*** THE INPUT Section Begins ***

PR #2291, opened 2024-02-22
Add JS-tests for validateDelegationAndGetPrincipal

przydatek:
Add tests for `validateDelegationAndGetPrincipal`, and adapt the API slightly, to avoid unnecessary conversions.


frederikrothenberger (approved):
LGMT, thanks.

przydatek:
> Thanks!
> 
> This looks like it's re-running the rust tests. Are we really testing the implementation of the sig-verifier or are we testing the wasm bindgen implementation?
These tests are indeed performing checks similar to these in Rust, but they checking that whatever is running by calling the JS-API, we get the right responses.

src/sig-verifier-js/tests.ts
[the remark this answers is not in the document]
nmattia: Ack. I'll add a build & test separately

src/sig-verifier-js/tests.ts
```diff
@@ -1,18 +1,142 @@
...
+      {
+        "delegation":{
+          "expiration":"17b5b384762bfd21",
+          "pubkey":"e7875e69ce7beda6fc7b6d"
+        },
+      }
+    ],
+    "publicKey":"deadbeef"
+  }`; // missing "signature" after "delegation"
+  const call = async () => {
```
nmattia, line 85: here and elsewhere you could drop the `async/await`:

`const call = () => validateDelegationAndGetPrincipal(...)`

or even

`const result = validateDelegationAndGetPrincipal(...)`

as far as I'm concerned you can even inline the whole thing in `expect(validateDelegationAndGetPrincipal(...)).etc`

src/sig-verifier-js/tests.ts
```diff
@@ -1,18 +1,142 @@
...
+  0xb7, 0x5b, 0xe1, 0xc6, 0xf6, 0xd5, 0xde, 0xba, 0xe3, 0xae, 0x1e, 0xd7, 0xc7,
+  0xf8, 0x73, 0xde, 0x1b, 0x6f, 0x9f, 0x75, 0xe9, 0xe7, 0xdc, 0xdd, 0xcf, 0x37,
+  0xef, 0xad, 0xdc, 0xdf, 0x6f, 0x7b, 0x69, 0xa7, 0xb5, 0x73, 0x77, 0xb5, 0xdd,
+  0xae, 0xf8, 0x7d, 0xee, 0x38, 0x6d, 0xdd, 0x75, 0xe3, 0x9e, 0x9c, 0xd3, 0x9d,
+  0x7d, 0x77, 0xde, 0xbc, 0x79, 0xdf, 0x1b, 0x7b, 0x46, 0x9d, 0xf3, 0x6e, 0xb8,
+  0xe7, 0xce, 0xf4, 0x7b, 0x4d, 0x5c, 0xef, 0xa7, 0xf5, 0xdf, 0x67, 0xdb, 0xef,
+  0xc7, 0x3d, 0xeb, 0xdf, 0x5c,
+]);
+
+export var ROOT_PUBLIC_KEY_RAW = new Uint8Array([
```
nmattia, line 36: please use `const` when possible. Also I think you might be mutating this  in `Should fail validateDelegationAndGetPrincipal with wrong IC root public key` by settings the 42nd byte. Rearranging the tests might surface the issue.

nmattia (commented):
Thanks for addressing the comments!


> These tests are indeed performing checks similar to these in Rust, but they checking that whatever is running by calling the JS-API, we get the right responses.

ok, I'm not sure the signal we get from this is worth the test setup cost (which is a tad brittle due to hard coded challenge, delegations, etc) but I guess you'll be the one maintaining those tests

src/sig-verifier-js/tests.ts
przydatek: changed to `const`

src/sig-verifier-js/tests.ts
przydatek: removed `async/await`, thanks!

przydatek (commented):
Thanks, PTAL.

nmattia (approved):
thanks!

przydatek:
> thanks!

Thank you, @nmattia!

*** THE INPUT Section Ends ***

» EXERCISE DESCRIPTION
Copy out every record again, letter for letter.

» SOLVED PROBLEM
PR #2291, opened 2024-02-22
Add JS-tests for validateDelegationAndGetPrincipal

przydatek:
Add tests for `validateDelegationAndGetPrincipal`, and adapt the API slightly, to avoid unnecessary conversions.


frederikrothenberger (approved):
LGMT, thanks.

przydatek:
> Thanks!
> 
> This looks like it's re-running the rust tests. Are we really testing the implementation of the sig-verifier or are we testing the wasm bindgen implementation?
These tests are indeed performing checks similar to these in Rust, but they checking that whatever is running by calling the JS-API, we get the right responses.

src/sig-verifier-js/tests.ts
[the remark this answers is not in the document]
nmattia: Ack. I'll add a build & test separately

src/sig-verifier-js/tests.ts
```diff
@@ -1,18 +1,142 @@
...
+      {
+        "delegation":{
+          "expiration":"17b5b384762bfd21",
+          "pubkey":"e7875e69ce7beda6fc7b6d"
+        },
+      }
+    ],
+    "publicKey":"deadbeef"
+  }`; // missing "signature" after "delegation"
+  const call = async () => {
```
nmattia, line 85: here and elsewhere you could drop the `async/await`:

`const call = () => validateDelegationAndGetPrincipal(...)`

or even

`const result = validateDelegationAndGetPrincipal(...)`

as far as I'm concerned you can even inline the whole thing in `expect(validateDelegationAndGetPrincipal(...)).etc`

src/sig-verifier-js/tests.ts
```diff
@@ -1,18 +1,142 @@
...
+  0xb7, 0x5b, 0xe1, 0xc6, 0xf6, 0xd5, 0xde, 0xba, 0xe3, 0xae, 0x1e, 0xd7, 0xc7,
+  0xf8, 0x73, 0xde, 0x1b, 0x6f, 0x9f, 0x75, 0xe9, 0xe7, 0xdc, 0xdd, 0xcf, 0x37,
+  0xef, 0xad, 0xdc, 0xdf, 0x6f, 0x7b, 0x69, 0xa7, 0xb5, 0x73, 0x77, 0xb5, 0xdd,
+  0xae, 0xf8, 0x7d, 0xee, 0x38, 0x6d, 0xdd, 0x75, 0xe3, 0x9e, 0x9c, 0xd3, 0x9d,
+  0x7d, 0x77, 0xde, 0xbc, 0x79, 0xdf, 0x1b, 0x7b, 0x46, 0x9d, 0xf3, 0x6e, 0xb8,
+  0xe7, 0xce, 0xf4, 0x7b, 0x4d, 0x5c, 0xef, 0xa7, 0xf5, 0xdf, 0x67, 0xdb, 0xef,
+  0xc7, 0x3d, 0xeb, 0xdf, 0x5c,
+]);
+
+export var ROOT_PUBLIC_KEY_RAW = new Uint8Array([
```
nmattia, line 36: please use `const` when possible. Also I think you might be mutating this  in `Should fail validateDelegationAndGetPrincipal with wrong IC root public key` by settings the 42nd byte. Rearranging the tests might surface the issue.

nmattia (commented):
Thanks for addressing the comments!


> These tests are indeed performing checks similar to these in Rust, but they checking that whatever is running by calling the JS-API, we get the right responses.

ok, I'm not sure the signal we get from this is worth the test setup cost (which is a tad brittle due to hard coded challenge, delegations, etc) but I guess you'll be the one maintaining those tests

src/sig-verifier-js/tests.ts
przydatek: changed to `const`

src/sig-verifier-js/tests.ts
przydatek: removed `async/await`, thanks!

przydatek (commented):
Thanks, PTAL.

nmattia (approved):
thanks!

przydatek:
> thanks!

Thank you, @nmattia!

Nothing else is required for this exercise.